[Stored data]
==*==

PR #859, opened 2019-03-05
Mangle private properties

jridgewell:
This enables mangling of private properties by giving them the `__foo` naming convention. Really, that's just to distinguish them from the `protected _bar` pattern that was introduced with the Part APIs.

Just this small change saves us 63b after compressing.

### DIFF
--- a/src/lib/template-instance.ts
+++ b/src/lib/template-instance.ts
@@ -55,7 +55,7 @@ export class TemplateInstance {
     }
   }
 
-  clone(): DocumentFragment {
+  _clone(): DocumentFragment {
     // There are a number of steps in the lifecycle of a template instance's
     // DOM fragment:
     //  1. Clone - create the instance fragment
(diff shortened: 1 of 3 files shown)


justinfagnani:
I like this, but feel a little strange that we require a much more specific Terser config. It would be nice if Terser supported mangling properties annotated with `@private`.

src/lib/template-instance.ts
```diff
@@ -41,20 +41,20 @@ export class TemplateInstance {
...
-    for (const part of this._parts) {
+    for (const part of this.__parts) {
       if (part !== undefined) {
         part.commit();
       }
     }
   }
 
-  _clone(): DocumentFragment {
+  clone(): DocumentFragment {
```
justinfagnani: I don't think we should rename this until 2.0.

jridgewell: Undone.

jridgewell:
Done.

PR #860, opened 2019-03-05
Add test for comment bindings

ruphin:
This adds a test that is currently failing due to incorrect processing of bindings in comments:

```
html`<p>${'foo'}<!-- ${'baz'} -->${'bar'}</p>`;

// renders: <p>foo -->bar</p>
```

Reproduction:
https://codepen.io/ruphin/pen/jJVrXd?editors=1010


mihaisavezi:
so it's a bug

jridgewell:
Closed by https://github.com/Polymer/lit-html/issues/882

==*==

In this exercise, repeat the entries above verbatim.

PR #859, opened 2019-03-05
Mangle private properties

jridgewell:
This enables mangling of private properties by giving them the `__foo` naming convention. Really, that's just to distinguish them from the `protected _bar` pattern that was introduced with the Part APIs.

Just this small change saves us 63b after compressing.

### DIFF
--- a/src/lib/template-instance.ts
+++ b/src/lib/template-instance.ts
@@ -55,7 +55,7 @@ export class TemplateInstance {
     }
   }
 
-  clone(): DocumentFragment {
+  _clone(): DocumentFragment {
     // There are a number of steps in the lifecycle of a template instance's
     // DOM fragment:
     //  1. Clone - create the instance fragment
(diff shortened: 1 of 3 files shown)


justinfagnani:
I like this, but feel a little strange that we require a much more specific Terser config. It would be nice if Terser supported mangling properties annotated with `@private`.

src/lib/template-instance.ts
```diff
@@ -41,20 +41,20 @@ export class TemplateInstance {
...
-    for (const part of this._parts) {
+    for (const part of this.__parts) {
       if (part !== undefined) {
         part.commit();
       }
     }
   }
 
-  _clone(): DocumentFragment {
+  clone(): DocumentFragment {
```
justinfagnani: I don't think we should rename this until 2.0.

jridgewell: Undone.

jridgewell:
Done.

PR #860, opened 2019-03-05
Add test for comment bindings

ruphin:
This adds a test that is currently failing due to incorrect processing of bindings in comments:

```
html`<p>${'foo'}<!-- ${'baz'} -->${'bar'}</p>`;

// renders: <p>foo -->bar</p>
```

Reproduction:
https://codepen.io/ruphin/pen/jJVrXd?editors=1010


mihaisavezi:
so it's a bug

jridgewell:
Closed by https://github.com/Polymer/lit-html/issues/882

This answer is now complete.